## Collected data entries
PR #599, opened 2021-08-12
Feature/handle item with can watch

### LINKED ISSUE #585: Handle item with can_view:info
## Overview
Currently, when the current user cannot start an item (can_view:info), the page it gets on arriving on the page is a bit empty and unclear.

Screenshot 2021-08-05 at 18 22 37

## Acceptance criteria

When the current user has only can_view:info perm on an item:
- [ ] display, in the "Content" tab, on a white background (use something like `validation-text` class):
   - [ ] for chapters: "Your current access rights do not allow you to list the content of this chapter."
   - [ ] for skills: "Your current access rights do not allow you to list the content of this skill."
   - [ ] for task/course: "Your current access rights do not allow you to start the activity."

Iloveall:
Fixes #585

### DIFF
--- a/src/app/modules/item/pages/item-content/item-content.component.html
+++ b/src/app/modules/item/pages/item-content/item-content.component.html
@@ -1,13 +1,31 @@
 <ng-container *ngIf="itemData">
-  <ng-container *ngIf="itemData.currentResult">
+  <ng-container *ngIf="itemData.item.permissions.canView !== 'info'; else notAllowToWatch">
+    <ng-container *ngIf="itemData.currentResult">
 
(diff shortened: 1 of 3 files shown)


smadbe (changes requested):
The spec mentions "use something like validation-text class".
So I would have expected something like that: 
Screenshot 2021-08-13 at 15 23 16
rather than: 
Screenshot 2021-08-13 at 15 23 29

smadbe (approved):

smadbe:
Note that the title of this PR is misleading. "can watch" is something very different from "can view".

PR #602, opened 2021-08-16
Feature/observation suggestions of activities

### LINKED ISSUE #399: Observation: list suggestions of activities
## Motivations
Improve the "observation" mode on groups

## Subtasks
* When clicking on the eye when the group is not the one currently observed (so when activating observation mode)
  - display an primeng OverlayPanel (dismissable, with close icon) which will list some items to navigate to directly. (require a loading spinner)
  - for the moment, display in this list what is returned by the [activitiesView](tttps://france-ioi.github.io/algorea-devdoc/api/#operation/activitiesView ) service with the the current group as `watched_group_id` parameter. 

Note: it might be required to disable the current redirection which takes place when entering into observation mode.

Iloveall:
Fixes #399

### DIFF
--- a/src/app/modules/group/components/suggestion-of-activities/suggestion-of-activities.component.html
+++ b/src/app/modules/group/components/suggestion-of-activities/suggestion-of-activities.component.html
@@ -1,0 +1,25 @@
+<ng-container *ngIf="state$ | async as state">
+  <div class="spinner-container" *ngIf="state.isFetching">
+    <p-progressSpinner [style]="{width: '24px', height: '24px'}"></p-progressSpinner>
+  </div>
+  <div *ngIf="state.isError" i18n>Error while loading the activities</div>
+  <div *ngIf="state.isReady && state.data.length === 0" i18n>
+    There are no activities
+  </div>
+  <p-table
+      class="alg-table --overlay-panel"
+      [value]="state.data"
+      *ngIf="state.isReady && state.data.length > 0"
+  >
+    <ng-template pTemplate="body" let-item>
+      <tr>
+        <td><span class="type">{{ item.activity.type }}</span></td>
+        <td>
+          <a class="alg-link dots" [routerLink]="item.activity | rawItemLink">
+            {{ item.activity.string.title }} ({{ item.name }})
+          </a>
+        </td>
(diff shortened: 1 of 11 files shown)


src/app/modules/group/components/suggestion-of-activities/suggestion-of-activities.component.ts
```diff
@@ -0,0 +1,31 @@
...
+import { isNotUndefined } from '../../../../shared/helpers/null-undefined-predicates';
+import { mapToFetchState } from '../../../../shared/operators/state';
+
+@Component({
+  selector: 'alg-suggestion-of-activities',
+  templateUrl: './suggestion-of-activities.component.html',
+  styleUrls: [ './suggestion-of-activities.component.scss' ],
+})
+export class SuggestionOfActivitiesComponent {
+  readonly state$ = this.sessionService.watchedGroup$.pipe(
```
smadbe, line 14: Nice way to retrieve the id of clicked group without strange ways of passing the parameters! 👍

src/app/modules/group/components/suggestion-of-activities/suggestion-of-activities.component.html
```diff
@@ -0,0 +1,25 @@
...
+  <p-table
+      class="alg-table --overlay-panel"
+      [value]="state.data"
+      *ngIf="state.isReady && state.data.length > 0"
+  >
+    <ng-template pTemplate="body" let-item>
+      <tr>
+        <td><span class="type">{{ item.activity.type }}</span></td>
+        <td>
+          <a class="alg-link dots" [routerLink]="item.activity | rawItemLink">
```
smadbe, line 18: A small improvement... but you'll need my newly merged branch (so to rebase master).
Actually, here you know more that just the id of the item. As the item is a root, you know that its path is `[]`, this way you'll not have to call the service to find the path. 
So either you build a `RouteItem` and convert it to a link before passing it to the template, or you adapt your pipe to give the path... but in this case it is not a rawItemLink anymore...

... ok merge it as it and I'll do the improvement myself. I will be easier. :-)

smadbe (approved):
great 👍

## Action item
Repeat the entries above exactly, beginning at their first line and ending with the line that contains "## Acceptance criteria", with nothing added.

## Your solution
PR #599, opened 2021-08-12
Feature/handle item with can watch

### LINKED ISSUE #585: Handle item with can_view:info
## Overview
Currently, when the current user cannot start an item (can_view:info), the page it gets on arriving on the page is a bit empty and unclear.

Screenshot 2021-08-05 at 18 22 37

## Acceptance criteria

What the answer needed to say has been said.